Directions ▸
From the entries below, extract every line that includes the word "tests".

Stored data ▸
= = =
PR #215, opened 2026-06-08
feat(audit): add/remove single action group helpers

### LINKED ISSUE #214: feat(audit): add/remove single action group without full overwrite
Today `audit set-groups` replaces the whole action-group list — destructive UX. Add additive/subtractive helpers that fetch current state, mutate, and PATCH back.

## CLI surface

| Command | Behaviour |
|---|---|
| `fabric-dw audit add-group <ws> <wh> <group>` | GET current settings → if `group` not in list, append → PATCH. No-op if already present. |
| `fabric-dw audit remove-group <ws> <wh> <group>` | GET current settings → drop `group` if present → PATCH. No-op if absent. |

Keep `audit set-groups` (full list overwrite) for power users.

## MCP tools

- `add_audit_group(workspace, warehouse, group)` → `AuditSettings`
- `remove_audit_group(workspace, warehouse, group)` → `AuditSettings`

## Service

- `services/audit.py::add_action_group(client, ws, wh, group)` — GET → append-if-missing → PATCH.
- `services/audit.py::remove_action_group(client, ws, wh, group)` — GET → drop-if-present → PATCH.
- Both reuse the existing PATCH path that `set_action_groups` uses.
- Validate the group name against the known set if Microsoft documents one (look up MS Learn SQL audit `auditActionGroups` enum). If unknown values are allowed (open enum), accept anything and let the API reject. Document the choice.
- If audit is disabled, raise `ValueError("audit is disabled; enable first")` (consistent with `set_retention` from #201).

## Acceptance
- Both `add-group` / `remove-group` CLI commands + matching MCP tools.
- Idempotent (no-op when already present / absent).
- Disabled-audit guard.
- Unit tests cover: add when absent, add when already present (no-op), remove when present, remove when absent (no-op), disabled-audit error.
- Integration test: enable → add-group → verify → remove-group → verify.
- Docs (`cli.md`, `mcp-tools.md`) updated.

## Out of scope
- Batch add/remove (just pass `--group` multiple times if needed later).
- Listing the set of valid groups — Microsoft enum doc is sufficient.

sdebruyn:
## Summary

- Adds `add_action_group` / `remove_action_group` to `services/audit.py` — GET current state → mutate → PATCH; idempotent; raises `ValueError("audit is disabled; enable first")` when auditing is off
- Adds `audit add-group <ws> <wh> <group>` and `audit remove-group <ws> <wh> <group>` CLI commands (both with `--json` inherited from root)
- Adds `add_audit_group(workspace, warehouse, group)` and `remove_audit_group(workspace, warehouse, group)` MCP tools
- Group name validation uses the existing `^[A-Z_]+$` regex (open-ended, not a closed enum — MS may add groups without notice; API is the authoritative rejector)
- Docs updated in `docs/cli.md` and `docs/mcp-tools.md`

## Test plan

- [x] TDD: unit tests written first, then implementation
- [x] `uv run pytest tests/unit -q` — 688 passed
- [ ] CI integration suite via `integration` label gate

Closes #214

### DIFF
--- a/docs/cli.md
+++ b/docs/cli.md
@@ -447,6 +447,42 @@ fabric-dw audit set-groups \
 
 ---
 
+### audit add-group
+
+Add a single audit action group without overwriting the others. Idempotent — if the group is already present the command succeeds without modifying the configuration. Auditing must already be enabled.
+
+**Synopsis**
+
+```
+fabric-dw audit add-group [WORKSPACE] [WAREHOUSE] GROUP
+```
+
+**Example**
+
+```shell
+fabric-dw audit add-group MyWorkspace SalesWH BATCH_COMPLETED_GROUP
+```
+
+---
+
+### audit remove-group
+
+Remove a single audit action group without overwriting the others. Idempotent — if the group is not present the command succeeds without modifying the configuration. Auditing must already be enabled.
+
+**Synopsis**
+
+```
+fabric-dw audit remove-group [WORKSPACE] [WAREHOUSE] GROUP
+```
+
+**Example**
+
+```shell
+fabric-dw audit remove-group MyWorkspace SalesWH BATCH_COMPLETED_GROUP
+```
+
+---
+
 ## fabric-dw queries
 
 Inspect and manage running queries on Microsoft Fabric Data Warehouses and SQL Analytics Endpoints.
--- a/src/fabric_dw/mcp/server.py
+++ b/src/fabric_dw/mcp/server.py
@@ -373,6 +373,8 @@ async def add_audit_group(workspace: str, warehouse: str, group: str) -> dict[st
     Idempotent — if *group* is already present the current settings are
     returned unchanged.  Auditing must already be enabled.
 
+    CAUTION: changes take effect immediately on the live audit policy.
+
     Args:
         workspace: Workspace name or GUID.
         warehouse: Warehouse name or GUID.
@@ -395,6 +397,8 @@ async def remove_audit_group(workspace: str, warehouse: str, group: str) -> dict
 
     Idempotent — if *group* is not present the current settings are returned
     unchanged.  Auditing must already be enabled.
+
+    CAUTION: changes take effect immediately on the live audit policy.
 
     Args:
         workspace: Workspace name or GUID.
--- a/src/fabric_dw/mcp/server.py
+++ b/src/fabric_dw/mcp/server.py
@@ -366,6 +366,52 @@ async def set_audit_action_groups(
     return result.model_dump(by_alias=True, mode="json")
 
 
+@mcp.tool()
+async def add_audit_group(workspace: str, warehouse: str, group: str) -> dict[str, Any]:
+    """Add a single audit action group without overwriting the others.
+
+    Idempotent — if *group* is already present the current settings are
+    returned unchanged.  Auditing must already be enabled.
+
+    Args:
+        workspace: Workspace name or GUID.
+        warehouse: Warehouse name or GUID.
+        group: Action group name, e.g. ``BATCH_COMPLETED_GROUP``.
+    """
+    try:
+        ws_id = await _get_resolver().workspace_id(workspace)
+        item = await _get_resolver().item(workspace, warehouse)
+        result = await audit.add_action_group(_get_http(), ws_id, item.id, group)
+    except ValueError as exc:
+        raise ToolError(str(exc)) from exc
+    except FabricError as exc:
+        raise _fabric_err(exc) from exc
+    return result.model_dump(by_alias=True, mode="json")
+
+
+@mcp.tool()
+async def remove_audit_group(workspace: str, warehouse: str, group: str) -> dict[str, Any]:
+    """Remove a single audit action group without overwriting the others.
+
+    Idempotent — if *group* is not present the current settings are returned
+    unchanged.  Auditing must already be enabled.
+
+    Args:
+        workspace: Workspace name or GUID.
+        warehouse: Warehouse name or GUID.
+        group: Action group name, e.g. ``BATCH_COMPLETED_GROUP``.
+    """
+    try:
+        ws_id = await _get_resolver().workspace_id(workspace)
+        item = await _get_resolver().item(workspace, warehouse)
+        result = await audit.remove_action_group(_get_http(), ws_id, item.id, group)
+    except ValueError as exc:
+        raise ToolError(str(exc)) from exc
+    except FabricError as exc:
+        raise _fabric_err(exc) from exc
+    return result.model_dump(by_alias=True, mode="json")
+
+
 # ---------------------------------------------------------------------------
 # Query tools
 # ---------------------------------------------------------------------------
--- a/src/fabric_dw/services/audit.py
+++ b/src/fabric_dw/services/audit.py
@@ -5,7 +5,9 @@ Wraps the warehouse-scoped ``/settings/sqlAudit`` endpoint:
 - :func:`get_settings` — fetch current audit configuration.
 - :func:`enable`       — enable auditing (optionally with a retention period).
 - :func:`disable`      — disable auditing.
-- :func:`set_action_groups` — replace the list of audited action groups.
+- :func:`set_action_groups`    — replace the list of audited action groups.
+- :func:`add_action_group`     — add a single action group (idempotent).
= = =
Solution ▸
- Unit tests cover: add when absent, add when already present (no-op), remove when present, remove when absent (no-op), disabled-audit error.
- [x] TDD: unit tests written first, then implementation
- [x] `uv run pytest tests/unit -q` — 688 passed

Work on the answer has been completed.